What is needed:
The records below need to be restated word for word.

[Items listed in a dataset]
----
PR #1210, opened 2024-12-17
feat(sdk-go): Handle LHTaskExceptions, Errors, and Panics

### LINKED ISSUE #494: Allow sending EXCEPTION from Go and .NET Task Workers

Snarr:
Adds handling for LHTaskExceptions, Errors, and Panics thrown during the lifecycle of a TaskRun. Serializes all of these types of exceptions and returns them with the ReportTaskRun object.

# Example

The following workflow demonstrates an example usage of the LHTaskException type. Users should define an `error` as the last return value of their Task Method, and then return an instance of the `lhproto.LHTaskException` object.

```go
func Greet(name *string) (string, error) {
	if *name == "" {
		return "", &LHTaskException{
			Name:    "missing-name",
			Message: "Error, name not passed to Greet TaskRun",
			Content: &lhproto.VariableValue{Value: &lhproto.VariableValue_Int{Int: 558}},
		}
	} else if *name == "obi-wan" {
		return "hello there", nil
	} else {
		return "hello, " + *name, nil
	}
}
```

Resolves #494


coltmcnealy-lh (approved):
Looks good, I might also suggest using a different struct rather than the `&lhproto.LHTaskException` directly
----
Worked solution:
PR #1210, opened 2024-12-17
feat(sdk-go): Handle LHTaskExceptions, Errors, and Panics

### LINKED ISSUE #494: Allow sending EXCEPTION from Go and .NET Task Workers

Snarr:
Adds handling for LHTaskExceptions, Errors, and Panics thrown during the lifecycle of a TaskRun. Serializes all of these types of exceptions and returns them with the ReportTaskRun object.

# Example

The following workflow demonstrates an example usage of the LHTaskException type. Users should define an `error` as the last return value of their Task Method, and then return an instance of the `lhproto.LHTaskException` object.

```go
func Greet(name *string) (string, error) {
	if *name == "" {
		return "", &LHTaskException{
			Name:    "missing-name",
			Message: "Error, name not passed to Greet TaskRun",
			Content: &lhproto.VariableValue{Value: &lhproto.VariableValue_Int{Int: 558}},
		}
	} else if *name == "obi-wan" {
		return "hello there", nil
	} else {
		return "hello, " + *name, nil
	}
}
```

Resolves #494


coltmcnealy-lh (approved):
Looks good, I might also suggest using a different struct rather than the `&lhproto.LHTaskException` directly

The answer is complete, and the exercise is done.